Services are self-contained, platform-independent computational elements that can be described, published, discovered, orchestrated and deployed for the
purpose of developing distributed applications across networks such as the Internet. Current approaches include Web services, Semantic Web services, and
Grid services, which are used to build distributed applications on the Web, Semantic Web, and Grid, respectively. The development of industry standards,
products, and tools for supporting services-based system development is proceeding at a very rapid rate. Standards exist for service discovery (UDDI),
description (WSDL), coordination (BPML, BPEL4WS, WSCI), and communication (SOAP). But despite all the efforts on SOC research and development, many
businesses are still struggling with how to deploy their core business competencies as a collection of services on the Web and the Grid.
While a service need not fulfil all characteristics of a strong definition of agency, the SOC approach to building complex software systems bears many
similarities to the engineering process of a collection of software agents. In particular, large systems are assembled from distributed heterogeneous software
components providing specialized services and communicating using agreed-upon protocols. Similarly to certain multi-agent engineering paradigms, the design
process of such systems focuses on the declarative characterization of the agents' capabilities and on a message-based paradigm of interoperation.
Also similarly to multi-agent systems, management of service provision processes is dynamic and distributed, and takes into account requirements both at the
level of individual services and the system-wide level of the composed application.
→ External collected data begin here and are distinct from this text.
PR #102, opened 2020-11-03
[Part 1 Liquid Legion Global DP tests]Add disjoint set generator.

huangxichen1:
This chain of PRs is to test the limit of liquid legions under different epsilon * audience sizes combinations.

This PR is to add a disjoint set generator which is a deterministic so that the simulation could be much faster.

### DIFF
--- a/src/simulations/set_generator.py
+++ b/src/simulations/set_generator.py
@@ -523,8 +523,8 @@ class DisjointSetGenerator(SetGeneratorBase):
 
   def __iter__(self):
     for set_size in self.set_sizes:
-      set_ids = np.arange(self.start_id, self.start_id + set_size, dtype=int)
-      self.union_ids = self.union_ids.union(set_ids)
+      set_ids = range(self.start_id, self.start_id + set_size)
+      self.union_ids = range(self.start_id+set_size)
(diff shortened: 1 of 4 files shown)


src/simulations/set_generator.py
```diff
@@ -486,3 +486,45 @@ def __iter__(self):
...
+        conform to the set generator constructor arguments.
+    """
+    self.union_ids = set()
+    _ = random_state
+    self.set_sizes = set_sizes
+    self.start_id = 0
+
+  def __iter__(self):
+    for set_size in self.set_sizes:
+      set_ids = np.arange(self.start_id, self.start_id + set_size, dtype=int)
```
kungfucraig, line 526: Why not use native "range"?

Also, you should write something like this:

out = range(self.start_id, self.start_id+set_size)
self.union_ids = range(0, self.start_id+set_size)
self.start_id += set_size
return out

This will conserve memory.

kungfucraig (changes requested):

src/simulations/set_generator.py
huangxichen1: Done.

kungfucraig (approved):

Management of service discovery, composition and agreement
negotiation, and execution of the composed services aims at ensuring the collective functionality and end-to-end quality of service, and needs to be
adaptive in response to the changing requirements, services and exceptions in the dynamic Web and Grid environments.
The area of Service-Oriented Computing offers much of real interest to the Multi-Agent System community, including similarities in system architectures and
provision processes, powerful tools, and the focus on issues such as quality of service, security and reliability. Similarly, techniques developed in the MAS
research community promise to have a strong impact on this fast growing technology.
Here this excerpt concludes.